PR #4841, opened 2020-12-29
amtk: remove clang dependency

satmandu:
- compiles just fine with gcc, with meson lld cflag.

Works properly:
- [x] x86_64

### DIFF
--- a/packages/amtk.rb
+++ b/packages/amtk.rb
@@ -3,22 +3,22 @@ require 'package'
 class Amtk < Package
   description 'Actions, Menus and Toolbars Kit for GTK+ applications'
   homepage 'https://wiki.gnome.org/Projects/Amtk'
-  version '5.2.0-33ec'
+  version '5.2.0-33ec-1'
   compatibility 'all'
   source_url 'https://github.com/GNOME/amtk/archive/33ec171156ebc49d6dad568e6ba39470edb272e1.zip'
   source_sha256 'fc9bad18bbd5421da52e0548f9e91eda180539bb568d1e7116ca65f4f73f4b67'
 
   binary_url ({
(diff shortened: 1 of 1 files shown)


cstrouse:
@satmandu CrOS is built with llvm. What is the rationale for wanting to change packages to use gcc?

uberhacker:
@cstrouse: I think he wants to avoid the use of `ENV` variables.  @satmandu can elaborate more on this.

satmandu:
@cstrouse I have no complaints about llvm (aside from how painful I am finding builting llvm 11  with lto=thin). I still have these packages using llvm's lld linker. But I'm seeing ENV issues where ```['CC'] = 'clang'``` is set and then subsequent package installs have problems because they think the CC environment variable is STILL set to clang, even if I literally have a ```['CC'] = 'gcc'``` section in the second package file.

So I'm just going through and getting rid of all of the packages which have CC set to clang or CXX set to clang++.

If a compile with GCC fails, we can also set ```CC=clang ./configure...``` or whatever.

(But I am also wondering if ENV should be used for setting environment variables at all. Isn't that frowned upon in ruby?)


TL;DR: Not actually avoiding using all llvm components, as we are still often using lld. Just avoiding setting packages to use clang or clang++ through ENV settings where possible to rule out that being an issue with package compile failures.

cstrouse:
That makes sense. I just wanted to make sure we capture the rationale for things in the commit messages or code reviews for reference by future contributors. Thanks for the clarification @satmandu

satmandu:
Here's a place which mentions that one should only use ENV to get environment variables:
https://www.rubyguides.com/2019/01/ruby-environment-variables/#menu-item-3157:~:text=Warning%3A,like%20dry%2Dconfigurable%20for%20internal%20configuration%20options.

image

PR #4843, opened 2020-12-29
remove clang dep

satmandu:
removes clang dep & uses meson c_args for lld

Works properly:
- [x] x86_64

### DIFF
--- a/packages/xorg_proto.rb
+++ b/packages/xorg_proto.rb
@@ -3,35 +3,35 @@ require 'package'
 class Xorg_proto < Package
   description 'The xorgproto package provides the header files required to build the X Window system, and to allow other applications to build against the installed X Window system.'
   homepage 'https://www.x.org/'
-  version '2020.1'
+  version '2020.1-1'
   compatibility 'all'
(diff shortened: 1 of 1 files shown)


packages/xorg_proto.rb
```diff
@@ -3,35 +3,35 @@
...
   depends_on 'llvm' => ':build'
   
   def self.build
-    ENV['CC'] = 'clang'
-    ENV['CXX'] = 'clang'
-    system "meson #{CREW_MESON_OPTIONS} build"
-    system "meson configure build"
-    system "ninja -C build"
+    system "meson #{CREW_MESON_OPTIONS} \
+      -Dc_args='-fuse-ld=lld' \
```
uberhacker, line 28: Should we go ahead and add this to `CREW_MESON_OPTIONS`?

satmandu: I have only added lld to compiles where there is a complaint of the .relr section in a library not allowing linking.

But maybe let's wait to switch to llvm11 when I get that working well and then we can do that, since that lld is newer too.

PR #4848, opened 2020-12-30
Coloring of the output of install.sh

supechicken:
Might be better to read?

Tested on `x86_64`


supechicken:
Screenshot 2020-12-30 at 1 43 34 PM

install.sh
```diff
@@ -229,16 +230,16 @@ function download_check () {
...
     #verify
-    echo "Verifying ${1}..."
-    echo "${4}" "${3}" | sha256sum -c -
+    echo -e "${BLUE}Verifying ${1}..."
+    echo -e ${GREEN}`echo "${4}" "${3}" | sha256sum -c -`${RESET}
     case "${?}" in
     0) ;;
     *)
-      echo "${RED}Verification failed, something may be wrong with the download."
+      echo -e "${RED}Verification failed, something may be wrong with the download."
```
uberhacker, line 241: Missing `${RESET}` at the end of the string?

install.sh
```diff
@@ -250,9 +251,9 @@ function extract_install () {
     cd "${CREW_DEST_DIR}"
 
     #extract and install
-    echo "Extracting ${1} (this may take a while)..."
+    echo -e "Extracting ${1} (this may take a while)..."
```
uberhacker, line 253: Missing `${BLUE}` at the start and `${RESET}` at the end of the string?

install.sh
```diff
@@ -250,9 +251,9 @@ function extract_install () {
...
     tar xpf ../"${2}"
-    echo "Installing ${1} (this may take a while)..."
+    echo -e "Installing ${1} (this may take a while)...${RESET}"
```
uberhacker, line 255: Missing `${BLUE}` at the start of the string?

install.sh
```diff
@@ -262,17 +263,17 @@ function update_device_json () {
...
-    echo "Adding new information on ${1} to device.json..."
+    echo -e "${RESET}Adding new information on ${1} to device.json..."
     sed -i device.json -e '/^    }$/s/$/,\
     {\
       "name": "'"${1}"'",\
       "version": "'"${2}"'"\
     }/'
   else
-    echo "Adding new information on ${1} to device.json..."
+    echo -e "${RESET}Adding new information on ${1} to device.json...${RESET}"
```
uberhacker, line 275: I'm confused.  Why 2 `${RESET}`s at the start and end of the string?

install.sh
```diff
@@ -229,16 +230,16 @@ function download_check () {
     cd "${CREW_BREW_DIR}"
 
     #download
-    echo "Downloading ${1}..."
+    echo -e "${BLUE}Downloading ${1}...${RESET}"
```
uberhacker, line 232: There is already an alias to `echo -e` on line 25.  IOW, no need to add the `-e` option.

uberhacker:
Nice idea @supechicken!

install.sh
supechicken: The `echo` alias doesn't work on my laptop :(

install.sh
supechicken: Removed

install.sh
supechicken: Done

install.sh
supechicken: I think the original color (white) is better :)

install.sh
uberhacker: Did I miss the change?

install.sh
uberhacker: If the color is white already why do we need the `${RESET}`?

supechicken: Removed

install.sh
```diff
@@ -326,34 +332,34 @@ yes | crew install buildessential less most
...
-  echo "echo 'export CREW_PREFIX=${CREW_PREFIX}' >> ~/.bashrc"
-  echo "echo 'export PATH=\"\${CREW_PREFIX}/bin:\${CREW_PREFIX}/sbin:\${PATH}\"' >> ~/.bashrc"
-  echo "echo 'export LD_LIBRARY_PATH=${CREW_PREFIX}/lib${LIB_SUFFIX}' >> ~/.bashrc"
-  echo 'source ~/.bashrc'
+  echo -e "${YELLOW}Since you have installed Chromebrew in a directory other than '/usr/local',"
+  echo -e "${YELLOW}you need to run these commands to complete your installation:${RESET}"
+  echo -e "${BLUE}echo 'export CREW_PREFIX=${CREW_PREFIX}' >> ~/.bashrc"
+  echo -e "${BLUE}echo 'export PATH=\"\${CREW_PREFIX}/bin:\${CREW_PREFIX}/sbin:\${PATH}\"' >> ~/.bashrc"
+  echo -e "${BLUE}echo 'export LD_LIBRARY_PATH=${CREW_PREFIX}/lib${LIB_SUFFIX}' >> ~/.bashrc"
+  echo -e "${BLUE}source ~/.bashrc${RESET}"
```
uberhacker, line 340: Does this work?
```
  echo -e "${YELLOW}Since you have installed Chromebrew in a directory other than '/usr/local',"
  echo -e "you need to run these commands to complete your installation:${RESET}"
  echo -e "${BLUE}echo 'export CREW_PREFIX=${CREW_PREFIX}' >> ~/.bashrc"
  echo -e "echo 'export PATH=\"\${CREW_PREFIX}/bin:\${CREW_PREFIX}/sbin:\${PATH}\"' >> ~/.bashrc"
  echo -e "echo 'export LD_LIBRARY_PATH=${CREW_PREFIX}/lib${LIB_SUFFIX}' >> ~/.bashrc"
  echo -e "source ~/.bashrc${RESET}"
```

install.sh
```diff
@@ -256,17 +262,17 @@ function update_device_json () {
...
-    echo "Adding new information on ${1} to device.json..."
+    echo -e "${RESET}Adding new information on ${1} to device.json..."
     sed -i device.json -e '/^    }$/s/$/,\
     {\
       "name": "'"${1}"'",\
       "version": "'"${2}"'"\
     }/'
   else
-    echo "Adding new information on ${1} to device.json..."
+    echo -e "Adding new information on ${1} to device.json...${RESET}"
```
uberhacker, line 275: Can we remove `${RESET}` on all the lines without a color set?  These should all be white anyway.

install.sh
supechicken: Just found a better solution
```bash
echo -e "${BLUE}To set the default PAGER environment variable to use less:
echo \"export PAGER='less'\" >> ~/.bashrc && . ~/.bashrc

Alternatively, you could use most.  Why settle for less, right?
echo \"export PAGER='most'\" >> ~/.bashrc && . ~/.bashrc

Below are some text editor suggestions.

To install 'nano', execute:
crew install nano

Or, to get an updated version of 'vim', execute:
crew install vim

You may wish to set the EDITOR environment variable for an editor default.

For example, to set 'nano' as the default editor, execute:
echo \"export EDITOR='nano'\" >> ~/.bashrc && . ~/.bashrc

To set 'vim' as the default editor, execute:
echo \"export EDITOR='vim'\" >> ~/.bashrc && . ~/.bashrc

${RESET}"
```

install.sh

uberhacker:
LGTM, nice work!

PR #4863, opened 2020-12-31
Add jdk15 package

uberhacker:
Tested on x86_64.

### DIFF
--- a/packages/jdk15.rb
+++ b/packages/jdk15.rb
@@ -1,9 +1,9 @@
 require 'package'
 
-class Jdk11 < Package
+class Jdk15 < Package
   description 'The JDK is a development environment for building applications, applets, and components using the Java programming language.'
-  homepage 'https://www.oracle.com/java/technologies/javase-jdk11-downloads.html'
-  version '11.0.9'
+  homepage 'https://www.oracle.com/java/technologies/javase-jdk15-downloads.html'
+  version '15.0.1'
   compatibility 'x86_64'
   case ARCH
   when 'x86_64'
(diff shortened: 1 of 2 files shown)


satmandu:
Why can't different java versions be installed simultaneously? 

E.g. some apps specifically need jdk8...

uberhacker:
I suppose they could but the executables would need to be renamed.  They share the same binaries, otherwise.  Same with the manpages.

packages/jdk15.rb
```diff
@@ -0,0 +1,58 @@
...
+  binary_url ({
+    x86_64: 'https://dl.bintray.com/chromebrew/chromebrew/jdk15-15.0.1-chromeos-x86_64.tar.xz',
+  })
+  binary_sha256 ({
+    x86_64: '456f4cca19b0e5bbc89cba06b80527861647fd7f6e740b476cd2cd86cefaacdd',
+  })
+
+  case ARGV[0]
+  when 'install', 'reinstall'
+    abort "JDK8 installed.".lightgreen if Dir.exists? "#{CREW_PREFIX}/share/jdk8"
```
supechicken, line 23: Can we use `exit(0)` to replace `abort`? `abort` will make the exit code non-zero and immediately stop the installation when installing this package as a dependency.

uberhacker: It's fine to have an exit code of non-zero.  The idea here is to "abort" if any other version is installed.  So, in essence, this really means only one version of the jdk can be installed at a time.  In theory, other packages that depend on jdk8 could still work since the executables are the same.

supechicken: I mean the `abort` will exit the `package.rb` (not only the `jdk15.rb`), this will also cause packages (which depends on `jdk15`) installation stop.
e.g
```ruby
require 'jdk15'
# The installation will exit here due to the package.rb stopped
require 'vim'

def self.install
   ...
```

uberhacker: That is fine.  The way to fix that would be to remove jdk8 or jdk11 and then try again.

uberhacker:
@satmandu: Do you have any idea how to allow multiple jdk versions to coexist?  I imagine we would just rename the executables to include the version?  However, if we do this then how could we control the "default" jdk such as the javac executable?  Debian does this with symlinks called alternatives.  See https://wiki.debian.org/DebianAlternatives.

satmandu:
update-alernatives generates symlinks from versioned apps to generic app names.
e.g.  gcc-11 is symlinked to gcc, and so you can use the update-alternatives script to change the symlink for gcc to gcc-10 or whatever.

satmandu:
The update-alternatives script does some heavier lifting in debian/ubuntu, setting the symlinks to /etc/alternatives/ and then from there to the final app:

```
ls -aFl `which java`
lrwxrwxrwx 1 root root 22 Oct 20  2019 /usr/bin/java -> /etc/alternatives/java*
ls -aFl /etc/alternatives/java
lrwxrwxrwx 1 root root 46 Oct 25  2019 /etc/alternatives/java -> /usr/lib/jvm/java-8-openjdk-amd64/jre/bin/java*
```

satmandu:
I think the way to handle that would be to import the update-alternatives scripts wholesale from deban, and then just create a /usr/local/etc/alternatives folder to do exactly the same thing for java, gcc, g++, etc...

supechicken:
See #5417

_ _ _

• [To do]
Starting with the first line of the records, repeat every line up to and including the one containing "(But I am also", and nothing else.

• [Task output]
PR #4841, opened 2020-12-29
amtk: remove clang dependency

satmandu:
- compiles just fine with gcc, with meson lld cflag.

Works properly:
- [x] x86_64

### DIFF
--- a/packages/amtk.rb
+++ b/packages/amtk.rb
@@ -3,22 +3,22 @@ require 'package'
 class Amtk < Package
   description 'Actions, Menus and Toolbars Kit for GTK+ applications'
   homepage 'https://wiki.gnome.org/Projects/Amtk'
-  version '5.2.0-33ec'
+  version '5.2.0-33ec-1'
   compatibility 'all'
   source_url 'https://github.com/GNOME/amtk/archive/33ec171156ebc49d6dad568e6ba39470edb272e1.zip'
   source_sha256 'fc9bad18bbd5421da52e0548f9e91eda180539bb568d1e7116ca65f4f73f4b67'
 
   binary_url ({
(diff shortened: 1 of 1 files shown)


cstrouse:
@satmandu CrOS is built with llvm. What is the rationale for wanting to change packages to use gcc?

uberhacker:
@cstrouse: I think he wants to avoid the use of `ENV` variables.  @satmandu can elaborate more on this.

satmandu:
@cstrouse I have no complaints about llvm (aside from how painful I am finding builting llvm 11  with lto=thin). I still have these packages using llvm's lld linker. But I'm seeing ENV issues where ```['CC'] = 'clang'``` is set and then subsequent package installs have problems because they think the CC environment variable is STILL set to clang, even if I literally have a ```['CC'] = 'gcc'``` section in the second package file.

So I'm just going through and getting rid of all of the packages which have CC set to clang or CXX set to clang++.

If a compile with GCC fails, we can also set ```CC=clang ./configure...``` or whatever.

(But I am also wondering if ENV should be used for setting environment variables at all. Isn't that frowned upon in ruby?)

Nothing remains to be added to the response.